━━━ PROVIDED INFORMATION ━━━
PR #6752, opened 2022-12-26
BUG: Fix SlicerRequestHandler return value when reader does not return any node ID

lassoan:
When Slicer web API was used for loading nodes but the reader did not return any node ID then the API call returned with error.


pieper (approved):
Looks fine to me - merge whenever you are ready.

lassoan:
Thanks for the review!

Issue #6732, opened 2022-12-12
Failing py_SubjectHierarchyGenericSelfTest and qMRMLLayoutManagerTest2 tests


jamesobutler:
## Summary

Starting on December 9th py_SubjectHierarchyGenericSelfTest and qMRMLLayoutManagerTest2 began to fail across all platforms https://slicer.cdash.org/viewTest.php?buildid=2877851&onlyfailed

```
======================================================================
FAIL: test_SubjectHierarchyGenericSelfTest_FullTest1 (SubjectHierarchyGenericSelfTest.SubjectHierarchyGenericSelfTestTest)
----------------------------------------------------------------------
Traceback (most recent call last):
  File "D:/D/P/S-0-build/Slicer-build/lib/Slicer-5.3/qt-scripted-modules/SubjectHierarchyGenericSelfTest.py", line 111, in test_SubjectHierarchyGenericSelfTest_FullTest1
    self.section_LoadScene()
  File "D:/D/P/S-0-build/Slicer-build/lib/Slicer-5.3/qt-scripted-modules/SubjectHierarchyGenericSelfTest.py", line 384, in section_LoadScene
    self.assertEqual(slicer.mrmlScene.GetNumberOfNodesByClass('vtkMRMLModelNode'), 4)  # Including the three slice view models
AssertionError: 7 != 4
```

The 3 commits from the previous day. One of these caused these tests to begin failing:
- https://github.com/Slicer/Slicer/commit/8d1ff646c59379c9f13e90b026bef1a942e8611f
- https://github.com/Slicer/Slicer/commit/2ed9451921d937f2a73d846bd1bf19b956478492
- https://github.com/Slicer/Slicer/commit/5a3f3381d16c7151b695d2597695951869c9981d

## Environment
- Slicer version: Slicer-5.3.0-2022-12-09
- Operating system: Windows / Linux / Mac

lassoan:
Fixed by commits:
- https://github.com/Slicer/Slicer/pull/6755/commits/c6f55e26ba7eee86899ad09d682c59b27d1df3aa
- https://github.com/Slicer/Slicer/pull/6755/commits/d6cf0fdee97d3e43bb25c4a65c617a28d0be95bc

PR #6755, opened 2022-12-28
Fix 2 failing tests

lassoan:
Fixes the two failing tests. Both tests were due to subtle errors introduced by the recently added vertical slice offset slider feature (https://github.com/Slicer/Slicer/commit/2ed9451921d937f2a73d846bd1bf19b956478492).

Also fixed a extension list difference reporting when an incompatible scene is loaded.


jamesobutler:
This will close #6732

pieper (approved):
This looks fine to me.  I don't know why it fixes the tests, but that doesn't really matter.  I'm okay with merging either before or after the build finishes.

lassoan:
Thanks for the review!

PR #6757, opened 2022-12-29
Parameter node wrapper support for typing.Union

Connor-Bowley:
Adds support for `typing.Union`.
Uses better suited exception types.
Minor cleanup.

### DIFF
--- a/Base/Python/slicer/parameterNodeWrapper/serializers.py
+++ b/Base/Python/slicer/parameterNodeWrapper/serializers.py
@@ -9,6 +9,7 @@ import slicer
 from .util import splitAnnotations
 from .validators import (
     extractValidators,
+    IsNone,
     NotNone,
     IsInstance,
 )
@@ -26,6 +27,7 @@ __all__ = [
     "ListSerializer",
     "TupleSerializer",
     "DictSerializer",
+    "UnionSerializer",
 ]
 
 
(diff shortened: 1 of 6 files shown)


Base/Python/slicer/parameterNodeWrapper/serializers.py
```diff
@@ -819,3 +821,147 @@ def supportsCaching(self):
...
+                else:
+                    if raisedException is not None:
+                        raise raisedException
+                    raise TypeError(f"Unable to write value '{value}' of type '{type(value)}'")
+            except Exception:
+                if wasIn:
+                    self.write(parameterNode, name, oldValue)
+                else:
+                    self.remove(parameterNode, name)
+                raise
```
allemangD, line 944: Really not a fan of this logic... Nested `try`-`except Exception` seems problematic.

I'm not certain that `wasIn`, `oldValue`, `raisedException` are strictly necessary. `validatedSerializer.write` will not be called unless `validatedSerializer.validate()` succeeds; and if an error occurs in `validatedSerializer.write` then it seems appropriate to let that pass through.

If I understand the API correctly, this is equivalent:

```python
def write(self, parameterNode, name: str, value) -> None:
    with slicer.util.NodeModify(parameterNode):
        for index, serializer in enumerate(self._serializers):
            if not serializer.canSerialize(type(value)):
                continue

            try:
                serializer.validate(value)
            except Exception:
                continue

            self.remove(parameterNode, name)
            serializer.write(parameterNode, self._paramName(name, index), value)

            return

    raise TypeError(f"Unable to write value {value!r} of type {type(value)}")
```

It might be appropriate to _require_ `validate()` to raise `ValueError` for failed validation as part of the API, else the exception is regarded as a true error and is not caught.

Could also let `validate()` return `bool` and use it as a predicate.

I'm not sure of the best pattern to choose, since exceptions allow to attach some error message; either way, it'd still be nice to tighten or remove those `except` clauses.

allemangD: The code snippet I included is _not_ equivalent; I'll look at it some more and update if I come up with a better approach.

allemangD: The code above fails tests because they expect `TypeError` to be raised if all `canSerialize` fail; but they expect `ValueError` to be raised if `validate` fails.

It's unclear what to expect if _multiple_ `validate()` fail. We do not have `ExceptionGroup` in Python 3.9.

allemangD: Discussed offline with Connor; there are enough edge cases that the fundamental architecture will be unchanged, but add a separate method for encapsulation.

lassoan (approved):

It would be nice if it was used somewhere in a Slicer core module. If you cannot make it easily usable in any of the Python scripted modules in Slicer core then maybe you could add a link to a module in an extension where it is going to be used.

Connor-Bowley:
I am eventually going to update the scripted module template in the extension wizard to use the parameter node wrapper. We could try to come up with a good example in there for using the different aspects of the parameter node wrapper.

A concern with updating existing core modules is that it would likely break the ability to load old scene files for non-trivial use cases (as each of those use cases had their own way of storing lists / differentiating types / etc).

Note that VectorToScalarVolume uses the parameterNodeWrapper, but not Unions specifically.

Connor-Bowley:
Per offline discussion with @allemangD around https://github.com/Slicer/Slicer/pull/6757#discussion_r1063576230, separated the finding of the best serializer in the union into its own function for readability.

allemangD (approved):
━━━
TASK TO CARRY OUT — Produce a word-for-word copy of all the entries above.

ANSWER SECTION —
PR #6752, opened 2022-12-26
BUG: Fix SlicerRequestHandler return value when reader does not return any node ID

lassoan:
When Slicer web API was used for loading nodes but the reader did not return any node ID then the API call returned with error.


pieper (approved):
Looks fine to me - merge whenever you are ready.

lassoan:
Thanks for the review!

Issue #6732, opened 2022-12-12
Failing py_SubjectHierarchyGenericSelfTest and qMRMLLayoutManagerTest2 tests


jamesobutler:
## Summary

Starting on December 9th py_SubjectHierarchyGenericSelfTest and qMRMLLayoutManagerTest2 began to fail across all platforms https://slicer.cdash.org/viewTest.php?buildid=2877851&onlyfailed

```
======================================================================
FAIL: test_SubjectHierarchyGenericSelfTest_FullTest1 (SubjectHierarchyGenericSelfTest.SubjectHierarchyGenericSelfTestTest)
----------------------------------------------------------------------
Traceback (most recent call last):
  File "D:/D/P/S-0-build/Slicer-build/lib/Slicer-5.3/qt-scripted-modules/SubjectHierarchyGenericSelfTest.py", line 111, in test_SubjectHierarchyGenericSelfTest_FullTest1
    self.section_LoadScene()
  File "D:/D/P/S-0-build/Slicer-build/lib/Slicer-5.3/qt-scripted-modules/SubjectHierarchyGenericSelfTest.py", line 384, in section_LoadScene
    self.assertEqual(slicer.mrmlScene.GetNumberOfNodesByClass('vtkMRMLModelNode'), 4)  # Including the three slice view models
AssertionError: 7 != 4
```

The 3 commits from the previous day. One of these caused these tests to begin failing:
- https://github.com/Slicer/Slicer/commit/8d1ff646c59379c9f13e90b026bef1a942e8611f
- https://github.com/Slicer/Slicer/commit/2ed9451921d937f2a73d846bd1bf19b956478492
- https://github.com/Slicer/Slicer/commit/5a3f3381d16c7151b695d2597695951869c9981d

## Environment
- Slicer version: Slicer-5.3.0-2022-12-09
- Operating system: Windows / Linux / Mac

lassoan:
Fixed by commits:
- https://github.com/Slicer/Slicer/pull/6755/commits/c6f55e26ba7eee86899ad09d682c59b27d1df3aa
- https://github.com/Slicer/Slicer/pull/6755/commits/d6cf0fdee97d3e43bb25c4a65c617a28d0be95bc

PR #6755, opened 2022-12-28
Fix 2 failing tests

lassoan:
Fixes the two failing tests. Both tests were due to subtle errors introduced by the recently added vertical slice offset slider feature (https://github.com/Slicer/Slicer/commit/2ed9451921d937f2a73d846bd1bf19b956478492).

Also fixed a extension list difference reporting when an incompatible scene is loaded.


jamesobutler:
This will close #6732

pieper (approved):
This looks fine to me.  I don't know why it fixes the tests, but that doesn't really matter.  I'm okay with merging either before or after the build finishes.

lassoan:
Thanks for the review!

PR #6757, opened 2022-12-29
Parameter node wrapper support for typing.Union

Connor-Bowley:
Adds support for `typing.Union`.
Uses better suited exception types.
Minor cleanup.

### DIFF
--- a/Base/Python/slicer/parameterNodeWrapper/serializers.py
+++ b/Base/Python/slicer/parameterNodeWrapper/serializers.py
@@ -9,6 +9,7 @@ import slicer
 from .util import splitAnnotations
 from .validators import (
     extractValidators,
+    IsNone,
     NotNone,
     IsInstance,
 )
@@ -26,6 +27,7 @@ __all__ = [
     "ListSerializer",
     "TupleSerializer",
     "DictSerializer",
+    "UnionSerializer",
 ]
 
 
(diff shortened: 1 of 6 files shown)


Base/Python/slicer/parameterNodeWrapper/serializers.py
```diff
@@ -819,3 +821,147 @@ def supportsCaching(self):
...
+                else:
+                    if raisedException is not None:
+                        raise raisedException
+                    raise TypeError(f"Unable to write value '{value}' of type '{type(value)}'")
+            except Exception:
+                if wasIn:
+                    self.write(parameterNode, name, oldValue)
+                else:
+                    self.remove(parameterNode, name)
+                raise
```
allemangD, line 944: Really not a fan of this logic... Nested `try`-`except Exception` seems problematic.

I'm not certain that `wasIn`, `oldValue`, `raisedException` are strictly necessary. `validatedSerializer.write` will not be called unless `validatedSerializer.validate()` succeeds; and if an error occurs in `validatedSerializer.write` then it seems appropriate to let that pass through.

If I understand the API correctly, this is equivalent:

```python
def write(self, parameterNode, name: str, value) -> None:
    with slicer.util.NodeModify(parameterNode):
        for index, serializer in enumerate(self._serializers):
            if not serializer.canSerialize(type(value)):
                continue

            try:
                serializer.validate(value)
            except Exception:
                continue

            self.remove(parameterNode, name)
            serializer.write(parameterNode, self._paramName(name, index), value)

            return

    raise TypeError(f"Unable to write value {value!r} of type {type(value)}")
```

It might be appropriate to _require_ `validate()` to raise `ValueError` for failed validation as part of the API, else the exception is regarded as a true error and is not caught.

Could also let `validate()` return `bool` and use it as a predicate.

I'm not sure of the best pattern to choose, since exceptions allow to attach some error message; either way, it'd still be nice to tighten or remove those `except` clauses.

allemangD: The code snippet I included is _not_ equivalent; I'll look at it some more and update if I come up with a better approach.

allemangD: The code above fails tests because they expect `TypeError` to be raised if all `canSerialize` fail; but they expect `ValueError` to be raised if `validate` fails.

It's unclear what to expect if _multiple_ `validate()` fail. We do not have `ExceptionGroup` in Python 3.9.

allemangD: Discussed offline with Connor; there are enough edge cases that the fundamental architecture will be unchanged, but add a separate method for encapsulation.

lassoan (approved):

It would be nice if it was used somewhere in a Slicer core module. If you cannot make it easily usable in any of the Python scripted modules in Slicer core then maybe you could add a link to a module in an extension where it is going to be used.

Connor-Bowley:
I am eventually going to update the scripted module template in the extension wizard to use the parameter node wrapper. We could try to come up with a good example in there for using the different aspects of the parameter node wrapper.

A concern with updating existing core modules is that it would likely break the ability to load old scene files for non-trivial use cases (as each of those use cases had their own way of storing lists / differentiating types / etc).

Note that VectorToScalarVolume uses the parameterNodeWrapper, but not Unions specifically.

Connor-Bowley:
Per offline discussion with @allemangD around https://github.com/Slicer/Slicer/pull/6757#discussion_r1063576230, separated the finding of the best serializer in the union into its own function for readability.

allemangD (approved):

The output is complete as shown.